# Inconsistent Spark on '66 389



## SmackF16 (Nov 25, 2016)

I just finished a rebuild on my 1966 389 and am trying to fire it up for the first time. I am getting spark to the plugs for 2-4 revolutions of the engine and then no more spark to the plugs...any suggestions? Thanks!


----------



## geeteeohguy (Feb 2, 2008)

Check and verify that the ignition points dwell is set to 30 degrees. Most likely the points have opened up.


----------



## SmackF16 (Nov 25, 2016)

Tracked it to bad points (not sure if they were really bad or just did not fit real well).

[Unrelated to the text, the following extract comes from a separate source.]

PR #729, opened 2019-11-11
Fix adding docker secret in CLI

StrongMonkey:


StrongMonkey:
No test since CLI is based on live prompt. We need to come with a better way to test this.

Bought a set from NAPA and found the quality of the NAPA replacement fit MUCH better than what I had gotten from AutoZone and Ames Performance. A very noticeable difference in how it mated to the distributor.


----------



## PontiacJim (Dec 29, 2012)

SmackF16 said:


> Tracked it to bad points (not sure if they were really bad or just did not fit real well). Bought a set from NAPA and found the quality of the NAPA replacement fit MUCH better than what I had gotten from AutoZone and Ames Performance. A very noticeable difference in how it mated to the distributor.


Good deal, geeteeohguy got it right. Like all things, the quality of some parts does vary from store brand to store. I have read that a lot of guys try to buy NOS AC Delco points off Ebay. I always used to buy my points and other parts from NAPA as their were better and I never had any problems. Nowadays it is a crap shoot. :yesnod:


----------